Source data: Begin

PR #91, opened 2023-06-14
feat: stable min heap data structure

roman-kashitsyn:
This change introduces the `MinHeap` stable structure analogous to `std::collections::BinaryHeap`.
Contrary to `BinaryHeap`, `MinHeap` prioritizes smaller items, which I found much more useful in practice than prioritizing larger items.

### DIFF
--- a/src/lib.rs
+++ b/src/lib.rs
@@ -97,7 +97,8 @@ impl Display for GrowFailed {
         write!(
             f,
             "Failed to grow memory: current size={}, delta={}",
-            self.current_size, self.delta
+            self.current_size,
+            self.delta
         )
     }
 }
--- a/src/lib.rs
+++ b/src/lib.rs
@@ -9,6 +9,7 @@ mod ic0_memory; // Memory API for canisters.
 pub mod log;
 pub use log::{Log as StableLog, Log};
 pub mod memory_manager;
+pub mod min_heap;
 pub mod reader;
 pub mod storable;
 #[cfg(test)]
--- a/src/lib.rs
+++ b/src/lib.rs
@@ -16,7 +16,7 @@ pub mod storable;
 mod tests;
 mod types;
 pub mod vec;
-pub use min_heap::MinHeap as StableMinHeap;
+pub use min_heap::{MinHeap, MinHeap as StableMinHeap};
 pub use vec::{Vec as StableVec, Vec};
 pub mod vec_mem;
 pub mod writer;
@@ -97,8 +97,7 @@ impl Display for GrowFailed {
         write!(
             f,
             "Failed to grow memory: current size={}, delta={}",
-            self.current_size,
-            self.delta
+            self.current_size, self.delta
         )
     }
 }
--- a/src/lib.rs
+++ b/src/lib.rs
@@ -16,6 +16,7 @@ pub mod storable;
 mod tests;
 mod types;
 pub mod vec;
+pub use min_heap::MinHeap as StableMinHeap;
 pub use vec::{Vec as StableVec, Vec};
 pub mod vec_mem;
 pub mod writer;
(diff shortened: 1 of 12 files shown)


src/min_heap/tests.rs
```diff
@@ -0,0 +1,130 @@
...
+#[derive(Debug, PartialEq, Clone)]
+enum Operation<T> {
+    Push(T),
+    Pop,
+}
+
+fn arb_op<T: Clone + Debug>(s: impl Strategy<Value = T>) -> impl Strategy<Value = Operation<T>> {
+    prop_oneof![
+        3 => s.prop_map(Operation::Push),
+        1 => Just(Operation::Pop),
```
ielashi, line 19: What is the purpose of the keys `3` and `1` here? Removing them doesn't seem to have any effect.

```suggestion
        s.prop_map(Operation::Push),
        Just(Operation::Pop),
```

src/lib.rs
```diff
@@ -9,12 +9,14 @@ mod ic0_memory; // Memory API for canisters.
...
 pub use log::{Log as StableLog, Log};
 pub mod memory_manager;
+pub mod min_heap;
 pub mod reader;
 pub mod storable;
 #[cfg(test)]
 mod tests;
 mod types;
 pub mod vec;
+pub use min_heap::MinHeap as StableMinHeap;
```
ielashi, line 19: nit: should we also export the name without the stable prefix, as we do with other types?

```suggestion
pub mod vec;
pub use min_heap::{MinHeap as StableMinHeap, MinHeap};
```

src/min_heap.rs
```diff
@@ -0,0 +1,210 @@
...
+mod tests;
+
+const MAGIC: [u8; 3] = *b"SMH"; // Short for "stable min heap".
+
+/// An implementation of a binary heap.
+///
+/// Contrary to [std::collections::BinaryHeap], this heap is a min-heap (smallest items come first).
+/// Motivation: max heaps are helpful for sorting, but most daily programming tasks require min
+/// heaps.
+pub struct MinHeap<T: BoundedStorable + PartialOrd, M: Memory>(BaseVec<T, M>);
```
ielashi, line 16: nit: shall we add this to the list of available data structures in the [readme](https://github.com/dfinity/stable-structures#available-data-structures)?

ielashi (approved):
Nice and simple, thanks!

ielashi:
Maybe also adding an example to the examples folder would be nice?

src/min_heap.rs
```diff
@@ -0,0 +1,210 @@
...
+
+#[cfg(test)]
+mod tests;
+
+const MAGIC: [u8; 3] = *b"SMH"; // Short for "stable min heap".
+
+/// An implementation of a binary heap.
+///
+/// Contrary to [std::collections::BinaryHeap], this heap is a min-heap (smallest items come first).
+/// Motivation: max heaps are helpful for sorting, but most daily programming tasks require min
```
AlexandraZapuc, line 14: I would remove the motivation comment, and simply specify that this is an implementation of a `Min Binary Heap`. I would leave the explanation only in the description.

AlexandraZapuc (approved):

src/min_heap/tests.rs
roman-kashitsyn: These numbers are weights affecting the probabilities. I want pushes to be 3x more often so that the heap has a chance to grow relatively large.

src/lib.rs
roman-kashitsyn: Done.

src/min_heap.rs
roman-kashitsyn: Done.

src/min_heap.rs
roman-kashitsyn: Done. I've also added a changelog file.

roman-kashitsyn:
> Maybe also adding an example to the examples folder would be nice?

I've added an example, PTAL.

Source data: End
Source data: Begin

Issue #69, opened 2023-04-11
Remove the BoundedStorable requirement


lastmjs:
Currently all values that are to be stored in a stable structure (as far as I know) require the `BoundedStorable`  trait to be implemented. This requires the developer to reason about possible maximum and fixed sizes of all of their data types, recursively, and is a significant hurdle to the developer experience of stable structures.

Source data: End
Source data: Begin

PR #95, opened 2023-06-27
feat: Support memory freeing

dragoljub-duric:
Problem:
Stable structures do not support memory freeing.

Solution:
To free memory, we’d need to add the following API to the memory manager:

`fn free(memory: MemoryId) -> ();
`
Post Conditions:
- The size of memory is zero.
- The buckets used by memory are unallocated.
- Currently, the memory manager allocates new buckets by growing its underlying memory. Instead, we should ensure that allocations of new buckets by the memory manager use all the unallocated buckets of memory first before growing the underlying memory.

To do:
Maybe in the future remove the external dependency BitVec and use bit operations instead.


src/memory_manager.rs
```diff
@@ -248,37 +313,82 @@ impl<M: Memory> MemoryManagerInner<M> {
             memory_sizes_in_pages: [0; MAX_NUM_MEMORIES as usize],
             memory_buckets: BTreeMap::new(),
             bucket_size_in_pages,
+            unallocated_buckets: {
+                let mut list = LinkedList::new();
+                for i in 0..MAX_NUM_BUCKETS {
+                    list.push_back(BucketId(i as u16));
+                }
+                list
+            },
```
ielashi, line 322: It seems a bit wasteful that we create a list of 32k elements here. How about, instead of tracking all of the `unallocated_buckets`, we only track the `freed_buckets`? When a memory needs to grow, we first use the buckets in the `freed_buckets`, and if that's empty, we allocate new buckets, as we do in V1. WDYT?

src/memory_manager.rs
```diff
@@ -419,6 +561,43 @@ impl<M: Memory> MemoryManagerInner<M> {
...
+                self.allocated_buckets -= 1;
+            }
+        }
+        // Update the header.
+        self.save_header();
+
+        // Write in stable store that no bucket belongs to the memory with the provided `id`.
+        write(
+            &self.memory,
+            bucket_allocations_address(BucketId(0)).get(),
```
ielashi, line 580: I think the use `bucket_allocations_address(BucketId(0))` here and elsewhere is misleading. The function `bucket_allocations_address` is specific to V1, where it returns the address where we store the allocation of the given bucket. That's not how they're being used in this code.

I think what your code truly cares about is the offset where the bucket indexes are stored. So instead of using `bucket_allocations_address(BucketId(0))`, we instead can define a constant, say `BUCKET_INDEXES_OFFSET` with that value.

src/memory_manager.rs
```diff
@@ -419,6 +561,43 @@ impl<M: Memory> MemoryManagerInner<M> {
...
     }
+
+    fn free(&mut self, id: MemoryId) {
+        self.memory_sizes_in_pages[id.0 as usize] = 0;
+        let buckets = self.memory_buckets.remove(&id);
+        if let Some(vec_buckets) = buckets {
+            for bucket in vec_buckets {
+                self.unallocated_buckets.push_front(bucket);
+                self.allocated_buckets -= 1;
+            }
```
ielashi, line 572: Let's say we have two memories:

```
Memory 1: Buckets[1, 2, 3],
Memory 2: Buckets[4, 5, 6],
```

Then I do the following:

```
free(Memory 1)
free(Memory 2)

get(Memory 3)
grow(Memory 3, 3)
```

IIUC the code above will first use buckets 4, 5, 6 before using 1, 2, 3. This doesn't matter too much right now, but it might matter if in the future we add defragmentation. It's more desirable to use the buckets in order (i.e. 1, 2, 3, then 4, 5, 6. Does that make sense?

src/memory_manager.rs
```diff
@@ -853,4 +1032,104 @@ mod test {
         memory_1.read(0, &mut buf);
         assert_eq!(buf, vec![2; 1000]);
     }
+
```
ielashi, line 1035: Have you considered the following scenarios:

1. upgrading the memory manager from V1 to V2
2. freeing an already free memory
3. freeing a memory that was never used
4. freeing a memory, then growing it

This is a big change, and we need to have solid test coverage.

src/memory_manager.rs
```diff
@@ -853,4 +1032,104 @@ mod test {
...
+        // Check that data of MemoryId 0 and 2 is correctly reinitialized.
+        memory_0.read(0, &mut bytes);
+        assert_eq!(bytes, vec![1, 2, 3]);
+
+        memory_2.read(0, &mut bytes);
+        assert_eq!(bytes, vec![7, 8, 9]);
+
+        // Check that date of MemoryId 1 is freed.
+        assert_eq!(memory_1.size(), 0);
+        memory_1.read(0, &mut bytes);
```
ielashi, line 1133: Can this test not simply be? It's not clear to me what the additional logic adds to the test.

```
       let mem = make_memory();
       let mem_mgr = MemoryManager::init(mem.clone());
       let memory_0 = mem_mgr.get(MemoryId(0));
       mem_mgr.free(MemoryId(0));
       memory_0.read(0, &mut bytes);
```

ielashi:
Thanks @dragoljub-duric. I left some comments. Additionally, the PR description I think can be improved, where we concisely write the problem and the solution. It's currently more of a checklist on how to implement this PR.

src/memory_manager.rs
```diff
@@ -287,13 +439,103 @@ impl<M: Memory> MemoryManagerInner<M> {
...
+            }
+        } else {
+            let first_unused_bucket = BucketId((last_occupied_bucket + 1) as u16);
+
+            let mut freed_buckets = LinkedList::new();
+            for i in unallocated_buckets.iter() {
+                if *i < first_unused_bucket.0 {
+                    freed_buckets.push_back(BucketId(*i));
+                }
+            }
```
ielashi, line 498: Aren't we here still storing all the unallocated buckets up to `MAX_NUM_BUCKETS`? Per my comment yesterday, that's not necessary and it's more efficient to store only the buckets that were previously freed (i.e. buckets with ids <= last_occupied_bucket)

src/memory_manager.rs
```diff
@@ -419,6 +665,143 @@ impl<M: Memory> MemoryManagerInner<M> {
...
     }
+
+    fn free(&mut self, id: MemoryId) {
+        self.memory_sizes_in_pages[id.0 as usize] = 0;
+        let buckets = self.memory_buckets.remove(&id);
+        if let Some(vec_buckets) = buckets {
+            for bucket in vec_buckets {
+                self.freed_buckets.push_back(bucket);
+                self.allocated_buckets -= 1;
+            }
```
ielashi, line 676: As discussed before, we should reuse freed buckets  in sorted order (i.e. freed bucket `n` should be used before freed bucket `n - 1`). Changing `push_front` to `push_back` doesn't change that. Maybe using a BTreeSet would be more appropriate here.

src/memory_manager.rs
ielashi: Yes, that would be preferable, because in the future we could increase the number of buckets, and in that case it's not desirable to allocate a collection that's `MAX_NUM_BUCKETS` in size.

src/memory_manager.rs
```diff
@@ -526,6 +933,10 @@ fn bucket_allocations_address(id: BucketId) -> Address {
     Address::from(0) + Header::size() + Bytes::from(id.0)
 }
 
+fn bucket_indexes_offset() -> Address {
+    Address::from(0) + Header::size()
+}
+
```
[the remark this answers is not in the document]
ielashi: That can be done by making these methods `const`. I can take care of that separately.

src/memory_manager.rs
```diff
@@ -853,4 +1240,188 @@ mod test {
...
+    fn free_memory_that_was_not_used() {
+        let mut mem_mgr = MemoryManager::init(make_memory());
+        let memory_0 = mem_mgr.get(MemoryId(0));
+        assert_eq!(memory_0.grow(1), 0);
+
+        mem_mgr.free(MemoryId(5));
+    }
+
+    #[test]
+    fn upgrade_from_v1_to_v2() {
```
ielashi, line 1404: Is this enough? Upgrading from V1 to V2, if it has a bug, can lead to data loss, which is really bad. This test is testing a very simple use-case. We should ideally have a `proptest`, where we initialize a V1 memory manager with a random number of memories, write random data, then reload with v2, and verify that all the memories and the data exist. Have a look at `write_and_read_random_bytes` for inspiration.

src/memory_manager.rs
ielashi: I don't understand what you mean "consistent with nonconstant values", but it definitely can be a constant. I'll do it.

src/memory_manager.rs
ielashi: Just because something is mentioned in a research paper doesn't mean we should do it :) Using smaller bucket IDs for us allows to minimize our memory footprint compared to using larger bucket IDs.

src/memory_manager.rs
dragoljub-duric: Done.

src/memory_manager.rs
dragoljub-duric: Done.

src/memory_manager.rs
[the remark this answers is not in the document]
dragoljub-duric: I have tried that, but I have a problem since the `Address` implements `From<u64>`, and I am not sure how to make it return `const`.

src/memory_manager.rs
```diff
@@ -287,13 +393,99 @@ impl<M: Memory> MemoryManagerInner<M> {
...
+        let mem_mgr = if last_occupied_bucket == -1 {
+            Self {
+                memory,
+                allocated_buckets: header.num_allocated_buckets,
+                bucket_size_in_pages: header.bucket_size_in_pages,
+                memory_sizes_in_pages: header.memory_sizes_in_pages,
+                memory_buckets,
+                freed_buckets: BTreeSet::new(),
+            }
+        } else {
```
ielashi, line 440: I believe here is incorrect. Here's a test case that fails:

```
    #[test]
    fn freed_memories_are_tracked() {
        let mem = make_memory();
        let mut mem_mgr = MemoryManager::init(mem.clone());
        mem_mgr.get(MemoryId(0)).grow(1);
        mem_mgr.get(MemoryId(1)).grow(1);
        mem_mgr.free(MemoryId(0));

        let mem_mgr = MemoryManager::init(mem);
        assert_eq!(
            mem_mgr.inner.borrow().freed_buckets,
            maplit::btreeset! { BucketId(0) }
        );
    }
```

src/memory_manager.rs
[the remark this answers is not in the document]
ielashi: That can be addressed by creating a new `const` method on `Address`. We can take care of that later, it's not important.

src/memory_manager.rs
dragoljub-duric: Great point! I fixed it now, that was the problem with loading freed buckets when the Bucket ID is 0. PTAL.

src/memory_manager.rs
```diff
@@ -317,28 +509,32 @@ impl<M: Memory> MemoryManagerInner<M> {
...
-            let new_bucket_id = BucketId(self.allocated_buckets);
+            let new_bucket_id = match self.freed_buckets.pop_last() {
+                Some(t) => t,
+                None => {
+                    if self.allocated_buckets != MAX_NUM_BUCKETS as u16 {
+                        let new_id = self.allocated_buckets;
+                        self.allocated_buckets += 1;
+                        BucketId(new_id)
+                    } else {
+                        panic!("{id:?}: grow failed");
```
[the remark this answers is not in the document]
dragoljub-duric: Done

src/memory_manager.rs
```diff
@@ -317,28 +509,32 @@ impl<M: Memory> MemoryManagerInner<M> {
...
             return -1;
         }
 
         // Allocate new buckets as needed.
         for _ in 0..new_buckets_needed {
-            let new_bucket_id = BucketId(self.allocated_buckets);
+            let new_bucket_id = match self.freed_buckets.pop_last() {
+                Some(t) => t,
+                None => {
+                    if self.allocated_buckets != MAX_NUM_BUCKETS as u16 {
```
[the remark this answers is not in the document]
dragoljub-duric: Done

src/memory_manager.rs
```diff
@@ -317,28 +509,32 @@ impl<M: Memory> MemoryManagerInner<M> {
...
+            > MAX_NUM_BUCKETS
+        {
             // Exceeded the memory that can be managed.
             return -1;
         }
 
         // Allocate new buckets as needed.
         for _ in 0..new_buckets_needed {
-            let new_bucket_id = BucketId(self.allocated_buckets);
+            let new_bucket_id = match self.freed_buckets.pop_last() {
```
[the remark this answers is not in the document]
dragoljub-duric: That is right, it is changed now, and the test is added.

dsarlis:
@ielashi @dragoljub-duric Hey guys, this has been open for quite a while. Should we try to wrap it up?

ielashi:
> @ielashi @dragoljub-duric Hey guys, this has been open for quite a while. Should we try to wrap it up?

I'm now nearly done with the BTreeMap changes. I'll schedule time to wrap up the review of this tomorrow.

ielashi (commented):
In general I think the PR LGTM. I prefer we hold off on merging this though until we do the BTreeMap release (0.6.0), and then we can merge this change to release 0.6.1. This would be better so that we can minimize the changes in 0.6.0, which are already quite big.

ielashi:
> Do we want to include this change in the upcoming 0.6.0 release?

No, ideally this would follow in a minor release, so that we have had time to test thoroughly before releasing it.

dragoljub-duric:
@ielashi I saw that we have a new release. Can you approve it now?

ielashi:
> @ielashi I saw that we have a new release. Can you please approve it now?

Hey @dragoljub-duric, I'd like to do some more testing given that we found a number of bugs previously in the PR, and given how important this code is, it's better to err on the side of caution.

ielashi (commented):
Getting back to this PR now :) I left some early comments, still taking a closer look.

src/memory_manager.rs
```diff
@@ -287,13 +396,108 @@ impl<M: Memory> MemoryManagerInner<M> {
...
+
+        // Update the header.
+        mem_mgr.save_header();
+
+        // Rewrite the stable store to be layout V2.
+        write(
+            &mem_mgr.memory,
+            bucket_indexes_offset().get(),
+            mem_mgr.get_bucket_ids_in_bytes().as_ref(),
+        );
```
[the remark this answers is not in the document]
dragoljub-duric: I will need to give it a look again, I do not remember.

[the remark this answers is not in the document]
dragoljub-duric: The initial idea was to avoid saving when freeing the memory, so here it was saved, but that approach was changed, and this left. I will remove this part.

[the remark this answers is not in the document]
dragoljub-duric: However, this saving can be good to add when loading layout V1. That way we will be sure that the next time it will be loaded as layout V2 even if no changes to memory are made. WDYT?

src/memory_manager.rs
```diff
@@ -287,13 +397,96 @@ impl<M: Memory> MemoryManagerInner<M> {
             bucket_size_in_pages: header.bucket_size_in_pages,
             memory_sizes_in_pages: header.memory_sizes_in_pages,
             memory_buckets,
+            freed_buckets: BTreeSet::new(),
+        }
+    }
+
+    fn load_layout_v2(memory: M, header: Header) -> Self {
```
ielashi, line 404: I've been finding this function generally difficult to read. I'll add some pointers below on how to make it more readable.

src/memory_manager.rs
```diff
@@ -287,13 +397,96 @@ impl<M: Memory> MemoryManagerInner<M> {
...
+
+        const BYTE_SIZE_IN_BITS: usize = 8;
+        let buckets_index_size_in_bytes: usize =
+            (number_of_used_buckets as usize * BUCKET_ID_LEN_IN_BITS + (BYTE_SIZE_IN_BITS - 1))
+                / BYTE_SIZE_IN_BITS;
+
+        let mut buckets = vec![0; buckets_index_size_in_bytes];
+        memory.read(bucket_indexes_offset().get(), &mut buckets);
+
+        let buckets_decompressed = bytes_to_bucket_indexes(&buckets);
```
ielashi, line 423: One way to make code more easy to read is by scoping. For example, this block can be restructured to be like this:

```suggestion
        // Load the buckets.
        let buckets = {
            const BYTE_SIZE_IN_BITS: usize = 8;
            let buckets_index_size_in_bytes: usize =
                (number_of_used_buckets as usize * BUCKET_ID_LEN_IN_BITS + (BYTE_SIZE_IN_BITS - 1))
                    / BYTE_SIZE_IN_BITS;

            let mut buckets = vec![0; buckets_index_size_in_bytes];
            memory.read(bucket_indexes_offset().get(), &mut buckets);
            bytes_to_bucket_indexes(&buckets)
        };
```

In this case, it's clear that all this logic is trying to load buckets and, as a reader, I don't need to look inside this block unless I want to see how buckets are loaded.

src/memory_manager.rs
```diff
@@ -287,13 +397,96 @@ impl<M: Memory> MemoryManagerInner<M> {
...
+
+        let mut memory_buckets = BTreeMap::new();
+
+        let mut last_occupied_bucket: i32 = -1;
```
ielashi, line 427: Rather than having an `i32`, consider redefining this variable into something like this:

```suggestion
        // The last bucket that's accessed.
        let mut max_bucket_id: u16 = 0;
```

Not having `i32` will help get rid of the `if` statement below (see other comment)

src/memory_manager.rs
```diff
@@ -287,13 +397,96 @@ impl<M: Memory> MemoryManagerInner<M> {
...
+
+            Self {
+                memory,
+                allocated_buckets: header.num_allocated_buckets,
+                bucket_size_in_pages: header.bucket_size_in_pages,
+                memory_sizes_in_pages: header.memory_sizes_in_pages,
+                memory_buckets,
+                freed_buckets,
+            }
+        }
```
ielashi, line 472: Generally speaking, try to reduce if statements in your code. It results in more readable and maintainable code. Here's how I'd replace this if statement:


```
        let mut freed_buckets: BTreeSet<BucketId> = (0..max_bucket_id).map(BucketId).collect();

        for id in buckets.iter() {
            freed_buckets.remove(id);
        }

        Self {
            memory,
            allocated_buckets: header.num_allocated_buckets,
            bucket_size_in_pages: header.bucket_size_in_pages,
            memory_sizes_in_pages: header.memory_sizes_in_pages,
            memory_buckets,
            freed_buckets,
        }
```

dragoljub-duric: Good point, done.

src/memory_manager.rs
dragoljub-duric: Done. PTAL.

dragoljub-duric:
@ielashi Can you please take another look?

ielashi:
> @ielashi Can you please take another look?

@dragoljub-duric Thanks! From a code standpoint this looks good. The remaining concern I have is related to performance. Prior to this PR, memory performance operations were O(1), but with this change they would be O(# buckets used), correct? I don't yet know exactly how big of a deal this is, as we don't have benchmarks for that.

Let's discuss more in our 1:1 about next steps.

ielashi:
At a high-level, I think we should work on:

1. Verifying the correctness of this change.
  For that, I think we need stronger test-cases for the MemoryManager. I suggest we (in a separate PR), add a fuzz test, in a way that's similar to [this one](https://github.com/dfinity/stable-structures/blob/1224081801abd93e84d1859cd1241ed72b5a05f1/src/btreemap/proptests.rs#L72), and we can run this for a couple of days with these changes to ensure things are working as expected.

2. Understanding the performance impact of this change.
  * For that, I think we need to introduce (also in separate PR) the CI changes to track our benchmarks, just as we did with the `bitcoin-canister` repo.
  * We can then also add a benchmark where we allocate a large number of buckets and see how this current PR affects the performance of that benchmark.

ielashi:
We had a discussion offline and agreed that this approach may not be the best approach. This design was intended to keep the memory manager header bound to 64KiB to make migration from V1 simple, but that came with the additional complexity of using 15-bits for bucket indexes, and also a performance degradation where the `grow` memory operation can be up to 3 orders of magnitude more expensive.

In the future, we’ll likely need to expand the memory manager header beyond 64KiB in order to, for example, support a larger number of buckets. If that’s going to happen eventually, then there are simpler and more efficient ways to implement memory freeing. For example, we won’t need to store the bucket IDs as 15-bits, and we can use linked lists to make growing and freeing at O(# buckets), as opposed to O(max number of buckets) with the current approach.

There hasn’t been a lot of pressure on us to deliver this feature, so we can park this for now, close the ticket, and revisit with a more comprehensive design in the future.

Source data: End

Exercise requirements
Search the material above for the string "take". Show every line that holds it.

Solution
ielashi: That can be done by making these methods `const`. I can take care of that separately.
ielashi: That can be addressed by creating a new `const` method on `Address`. We can take care of that later, it's not important.
@ielashi Can you please take another look?
> @ielashi Can you please take another look?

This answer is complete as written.